The MIL alerted me to an article in Sunday’s failing NY Times by Henry Alford, who writes amusing pieces on social manners and such. It’s called, “I’m Not Okay. And Neither Are You,”*  and it’s about a budding genre of anti-self-help books. These books tell you that your existential despair is real and you might as well stop trying so hard to feel better, be better, look better, and that aiming for success or happiness is dumb. The title, by the way, in case you haven't kept an eye on the self-help genre for decades as I have, refers to a famous one from the groovy year of 1967 called, I'm Ok - You're Okby one Thomas Anthony Harris.

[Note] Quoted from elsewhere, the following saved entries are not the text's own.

PR #4386, opened 2023-05-23
Use more direct Effective Dart links

parlough:
This PR primary updates to the more concise `dart.dev/effective-dart` path we've [updated to](https://github.com/dart-lang/site-www/commit/176f6c58c204690fb5f421617b14f2eb99696f58) but also worked historically. It also updates multiple mentions of Effective Dart directly to the related rule for more relevant information. Also some linked to the wrong page completely, so updated those too.


pq (approved):
Nice!

PR #4387, opened 2023-05-23
unreachable_from_main: Do not consider type annotations when computing reachability

srawlins:
# Description

A reference in a type annotation is not good enough to count as "reachable". Marking a type as reachable only because it was seen in a type annotation would be a miscategorization if the type is never instantiated or subtyped.

This was inspired by a comment @bwilkerson made in an earlier review.

CC @goderbauer This is the last change I plan for this rule 😁

### DIFF
--- a/test/rules/unreachable_from_main_test.dart
+++ b/test/rules/unreachable_from_main_test.dart
@@ -83,18 +83,6 @@ void f<T extends C>() {}
 ''');
   }
 
-  test_class_reachableViaTypeInFunction() async {
-    await assertNoDiagnostics(r'''
-void main() {
-  f();
-}
-
-class C {}
-
-void Function(C)? f() => null;
-''');
-  }
-
   test_class_unreachable() async {
     await assertDiagnostics(r'''
 void main() {}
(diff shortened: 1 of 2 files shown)


bwilkerson (approved):
I don't remember the comment, but it sounds reasonable that type annotations don't count. It would be interesting to know whether there are any new violations, especially false positives, as a result of this change.

srawlins:
Yeah I'll try and get some numbers.

srawlins:
It's good you asked and it's good I tested on a few packages! I discovered that this was not sound in the case of type aliases: a type alias may be used in any type annotation, and that is enough to consider it "used." A function type or a record type, in particular, are not instantiated by referring to the alias by name (and interface types don't need to be either).

This PR is quite different now; another review would be appreciated.

test/rules/unreachable_from_main_test.dart
```diff
@@ -1007,6 +1009,109 @@ int x = 1;
     ]);
   }
 
+  test_typedef_reachable_eferencedInObjectPattern() async {
```
bwilkerson, line 1012: nit: typo in "eferenced"

srawlins: Thanks! Fixed

PR #4388, opened 2023-05-24
Expand constraint on `http`

natebosch:
The `1.0.0` release does not have any breaking changes.

Remove the pre-release suffix from the SDK constraint now that the SDK
is published.


srawlins (approved):

pq (approved):
👍

PR #4390, opened 2023-05-24
Update use_build_context_synchronously to track async state in a single visitor.

srawlins:
# Description

This is massive, apologies. I don't think I can make this change smaller though, without regressions. I'll start with the motivating example:

```dart
void foo(BuildContext context) async {
  await f();
  if (1 == 2) {
    if (!mounted) return;
    await f();
  } else {
    if (!mounted) return;
    await f();
  }
  Navigator.of(context);
}
```

(This is one of the new test cases.) The idea is that, today, with the `_MountedCheckVisitor`, we see that both branches inside the `if (1 == 2)` statement contain "exit-if-not-mounted" checks that protect the use of `context` the bottom. But that visitor fails to see that there be more awaits inside, and so does _not_ flag this code.

This PR rewrites the `_MountedCheckVisitor` into the `_AsyncStateVisitor`, which tracks nodes' "async state" relative to a "reference" node which follows any of the nodes in the visitor.

**Review tip:** I think it might be simpler, when looking at the diff, to just look at the right side. I ripped so much apart in converting the `_MountedCheckVisitor` into the `_AsyncStateVisitor`, and the `_MountedCheck` enum into the `_AsyncState` enum, that it doesn't make sense to look at the line-by-line diff, comparing the left and the right.
 
Notes:
* Since the new `_AsyncStateVisitor` must carefully pass "asynchronous gap" code up the tree (up the visitors), it includes overrides of many many many visit methods. Basically all expression-, pattern-, and statement-visiting methods.
* The elegant `_AwaitVisitor` is gone, as this work is now painstakingly done in `_AsyncStateVisitor`.
* I tried very hard to capture the design of the visitor and the enum in doc comments. It's a lot of text that I think is pretty crucial to understanding them.
* For the most part I did not touch the old-style test cases, but there were two that needed updating, so I moved them into the reflective test cases.
* Performance is not hindered. 🎉 . The benchmarks say the rule takes ~37ms before and after.
* I added a lot of tests. They should cover the majority of the new code. A lot of the new visit methods are very simple, forwarding to either `_asynchronousIfAnyIsAsync` or `_inOrderAsyncState` (again, check the docs, should be very helpful), so there is not 100% coverage of each method, but those two helpers are exercised well in the new tests.


srawlins:
This is ready for review. I can also meet for a review as its a big one :)

bwilkerson:
@scheglov Would you mind taking a look at this?

scheglov:
Yes, I will review, given the size, I want to say it before actually looking :-)

srawlins:
I also considered writing a design doc for this change, but haven't. If it would be of great benefit, I can write one up. If the benefit is "meh," I'd prefer to do other things. 😄

lib/src/rules/use_build_context_synchronously.dart
```diff
@@ -85,222 +85,626 @@ class UseBuildContextSynchronously extends LintRule {
...
   static const mountedName = 'mounted';
 
-  final AstNode child;
+  final AstNode reference;
+
+  _AsyncStateVisitor({required this.reference});
+
+  @override
+  _AsyncState? visitAdjacentStrings(AdjacentStrings node) =>
+      _asynchronousIfAnyIsAsync(node.strings);
```
scheglov, line 169: Is it possible?

scheglov (commented):
This looks a lot like reachability during flow analysis, and it is unfortunate if we had to repeat it in the linter. Might be worth to discuss with Paul to see if we can attach tracking an additional feature to the existing flow analysis.

bwilkerson:
I'll note that this PR is clean-up in preparation to moving this to the analyzer package. Not that that invalidates your concern about duplicating effort. I'd love to see us be able to use information from flow analysis to do this computation.

srawlins:
> This looks a lot like reachability during flow analysis, and it is unfortunate if we had to repeat it in the linter. Might be worth to discuss with Paul to see if we can attach tracking an additional feature to the existing flow analysis.

Yes, we discussed with @stereotype441 . It would be very neat to be able to register hooks with flow analysis to keep track of certain properties. He wrote (though I cannot find it, paraphrasing) that the current flow analysis system would not be a good fit for such hooks.

scheglov:
> I'll note that this PR is clean-up in preparation to moving this to the analyzer package. Not that that invalidates your concern about duplicating effort. I'd love to see us be able to use information from flow analysis to do this computation.

Are we moving this lint rule into the analyzer itself?

Hm... It does not looks like just a clean-up, more like a giant fix and expansion :-)

srawlins:
> Are we moving this lint rule into the analyzer itself?

No just the big visitor, maybe + a little more. @keertip needs it in order to implement a data-driven fix, I think for https://github.com/dart-lang/sdk/issues/50698.

So my plan was to land this big visitor, then add termination support (very similar to the ExitDetector), and then move that to analyzer code... somewhere.

> Hm... It does not looks like just a clean-up, more like a giant fix and expansion :-)

From the user's perspective, I think it is a big fix, but not an expansion in the rule being enforced. Looking at the implementation it is a giant expansion of code 😄 .

scheglov (approved):

srawlins:
I'll land this giant thing, and there are some follow-on CLs that need to go out (the rule has 12 TODOs written in it now), but I will try to mail much smaller changes. :)

PR #4395, opened 2023-05-26
Prepare for the breaking change to NamedType.

scheglov:
We will stop visiting `NamedType.name` node (and remove it). So, `NamedType.element` should be used explicitly.


srawlins (approved):

scheglov:
Ah, you updated `UnreachableFromMain` already.
OK, just one change now.

pq (approved):

PR #4396, opened 2023-05-26
+ no_wildcard_variable_uses

### LINKED ISSUE #4392: proposal: `no_wildcard_variable_uses`
## Description

Do not use wildcard parameters or variables.

## Details

There's a proposal [to change the language](https://github.com/dart-lang/language/blob/master/working/wildcards/feature-specification.md) so that (at least) parameters and local variables named `_` (e.g., wildcards) become non-binding. When that happens, existing code that uses wildcard parameters or variables will break. 

Enabling this lint now will make it less breaking to make `_` non-binding in a future Dart release.

## Kind

Error

## Bad Examples

```dart
var _ = 1;
print(_); // LINT
```

```dart
void f(int __) {
  print(__); // LINT multiple underscores too
}
```

## Good Examples 

```dart
for (var _ in [1, 2, 3]) count++;
```

```dart
try {
  ...
} catch (_) {
  ...
}
```

```dart
var [a, _, b, _] = [1, 2, 3, 4];
```

## Discussion

https://github.com/dart-lang/sdk/issues/51221

cc @dart-lang/language-team

### Discussion checklist

- [x] List any existing rules this proposal modifies, complements, overlaps or conflicts with.
- [x] List any relevant issues (reported here, the [SDK Tracker], or elsewhere).
- [x] If there's any prior art (e.g., in other linters), please add references here.
- [x] If this proposal corresponds to [Effective Dart] or [Flutter Style Guide] advice, please call it out. (If there isn't any corresponding advice, should there be?)
- [x] If this proposal is motivated by real-world examples, please provide as many details as you can.  Demonstrating potential impact is _especially valuable_.

[Writing Lints]: https://github.com/dart-lang/linter/blob/main/doc/writing-lints.md
[Effective Dart]: https://dart.dev/effective-dart
[Flutter Style Guide]: https://github.com/flutter/flutter/wiki/Style-guide-for-Flutter-repo
[SDK Tracker]: https://github.com/dart-lang/sdk/issues

pq:
Fixes #4392

/cc @bwilkerson @scheglov @MaryaBelanger

### DIFF
--- a/lib/src/rules/no_wildcard_variable_uses.dart
+++ b/lib/src/rules/no_wildcard_variable_uses.dart
@@ -14,11 +14,12 @@ const _desc = r"Don't use wildcard parameters or variables.";
 const _details = r'''
 **DON'T** use wildcard parameters or variables.
 
-In a future version of the Dart langauge, wildcard parameters and local
-variables (e.g., named with just underscores like `_`, `__`, `___`, etc.) will
-become non-binding. When that happens, existing code that uses wildcard
-parameters or variables will break. In anticipation and to make adoption
-easier, this lint disallows wildcard and variable parameter uses.
+Wildcard parameters and local variables
+(e.g. underscore-only names like `_`, `__`, `___`, etc.) will
+become non-binding in a future version of the Dart language.
+Any existing code that uses wildcard parameters or variables will
+break. In anticipation of this change, and to make adoption easier,
+this lint disallows wildcard and variable parameter uses.
 
 
 **BAD:**
--- a/lib/src/rules/no_wildcard_variable_uses.dart
+++ b/lib/src/rules/no_wildcard_variable_uses.dart
@@ -1,0 +1,79 @@
+// Copyright (c) 2023, the Dart project authors. Please see the AUTHORS file
+// for details. All rights reserved. Use of this source code is governed by a
+// BSD-style license that can be found in the LICENSE file.
+
+import 'package:analyzer/dart/ast/ast.dart';
+import 'package:analyzer/dart/ast/visitor.dart';
+
+import '../analyzer.dart';
+import '../util/ascii_utils.dart';
+
+const _desc = r"Don't use wildcard parameters or variables.";
+
+const _details = r'''
+**DON'T** use wildcard parameters or variables.
+
+In a future version of the Dart langauge, wildcard parameters and local
+variables (e.g., named with just underscores like `_`, `__`, `___`, etc.) will
+become non-binding. When that happens, existing code that uses wildcard
+parameters or variables will break. In anticipation and to make adoption
+easier, this lint disallows wildcard and variable parameter uses.
+
+
+**BAD:**
+```dart
+var _ = 1;
+print(_); // LINT
+```
+
+```dart
+void f(int __) {
+  print(__); // LINT multiple underscores too
+}
+```
+
+**GOOD:**
+```dart
+for (var _ in [1, 2, 3]) count++;
+```
+
+```dart
+var [a, _, b, _] = [1, 2, 3, 4];
+```
+''';
+
+class NoWildcardVariableUses extends LintRule {
+  static const LintCode code = LintCode(
+      'no_wildcard_variable_uses', 'The referenced identifier is a wildcard.',
+      correctionMessage: 'Use an identifier name that is not a wildcard.');
+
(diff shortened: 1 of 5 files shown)


lib/src/rules/no_wildcard_variable_uses.dart
```diff
@@ -0,0 +1,79 @@
...
+}
+
+class _Visitor extends SimpleAstVisitor {
+  final LintRule rule;
+
+  _Visitor(this.rule);
+
+  @override
+  void visitSimpleIdentifier(SimpleIdentifier node) {
+    if (node.name.isJustUnderscores) {
```
pq, line 75: I *think* it's just this simple... Please tell me if I'm over-simplifying though!

lib/src/rules/no_wildcard_variable_uses.dart
```diff
@@ -0,0 +1,79 @@
...
+import 'package:analyzer/dart/ast/visitor.dart';
+
+import '../analyzer.dart';
+import '../util/ascii_utils.dart';
+
+const _desc = r"Don't use wildcard parameters or variables.";
+
+const _details = r'''
+**DON'T** use wildcard parameters or variables.
+
```
pq, line 15: @MaryaBelanger: any word-smithing appreciated!

lib/src/rules/no_wildcard_variable_uses.dart
scheglov: The lint says: don't *use*.
Why not: don't *declare*?
There might be multiple uses, but they original reason is that something declared it.

Also, this visit method will fire on getters `print(this._)`.
Do we want this?

bwilkerson: > Why not: don't declare?

Read https://github.com/dart-lang/sdk/issues/51221.

> Do we want this?

No, the lint should only fire for uses of local variables (including parameters). We need tests that verify that it doesn't fire for members, including constructors and top-level functions, getters, etc.

pq: Thanks @bwilkerson. I'd forgotten about class members.

scheglov: Ah, of course I should have read the issue discussion.

pq: OK. Added executable element filtering (and tests).  Thanks!

lib/src/rules/no_wildcard_variable_uses.dart
```diff
@@ -0,0 +1,82 @@
...
+}
+
+class _Visitor extends SimpleAstVisitor {
+  final LintRule rule;
+
+  _Visitor(this.rule);
+
+  @override
+  void visitSimpleIdentifier(SimpleIdentifier node) {
+    if (node.staticElement is ExecutableElement) return;
```
scheglov, line 76: This looks too vague in my opinion.
Why to explicitly say what we want to check?
`element is LocalVariableElement || element is ParameterElement`

pq: SGTM. Updated.

scheglov (approved):

lib/src/rules/no_wildcard_variable_uses.dart
```diff
@@ -0,0 +1,85 @@
...
+const _desc = r"Don't use wildcard parameters or variables.";
+
+const _details = r'''
+**DON'T** use wildcard parameters or variables.
+
+In a future version of the Dart langauge, wildcard parameters and local
+variables (e.g., named with just underscores like `_`, `__`, `___`, etc.) will
+become non-binding. When that happens, existing code that uses wildcard
+parameters or variables will break. In anticipation and to make adoption
+easier, this lint disallows wildcard and variable parameter uses.
```
MaryaBelanger, line 21:
```suggestion
Wildcard parameters and local variables
(e.g. underscore-only names like `_`, `__`, `___`, etc.) will
become non-binding in a future version of the Dart language.
Any existing code that uses wildcard parameters or variables will
break. In anticipation of this change, and to make adoption easier,
this lint disallows wildcard and variable parameter uses.
```

MaryaBelanger (approved):
LGTM! Just a slight reword, take it or leave it :)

I found this article reassuring because one of the interesting aspects of trying to sell my book proposal has been the various potential ways editors would like to see my material packaged. And I have tried to comply. I have tried prescriptive steps to success (failed at that.) I have tried straight memoir ( failed at that.) The closest my book has come to getting picked up was the most recent editor, who worked with me while I tried sample chapters swinging from traditional how-to-be successful to a more personal approach. She declined the project, ultimately, as I have mentioned. It feels important to mention it again today because I’m in a shame spiral over a faux pas I committed, which led to a result that made me mad; this led to an email written in anger - always, always, always let those sit for at least 24 hours, Readers; 2 hours is not enough, no matter how many high-handed sentences you craft and delete - which led to further shame, which led to me publicly reminding you of my frustrating and so far unsuccessful attempts to find a publisher for my book, as a way to publicly further shame myself.

That was a long sentence, but pretty well constructed, I think. 

Anyway, my point, and I do have one, is that one of the criticisms this most recent, tantalizing editor had was that from my writing it seems as if I am “still in the middle of it”, meaning still struggling with the definition of success. 

Of course I am! I am in the middle of it, because my feelings about me and success are cyclic.That’s one of the lessons I have learned. I have a system - a scaffolding, if you will - that keeps me going or gets me up and running again, and it works pretty well for awhile. Then it breaks down. That’s the nature of things. Why does it break down? Besides the inevitable entropy factor? Because carving a definition of success that goes against the seemingly immutable one I developed over a childhood and young adulthood in my East Coast Liberal bubble is friggin’ hard. And because to do so, I had to put aside some values that I thought were most important to me, that society told me were the most important, to find the ones that mean the most to me. 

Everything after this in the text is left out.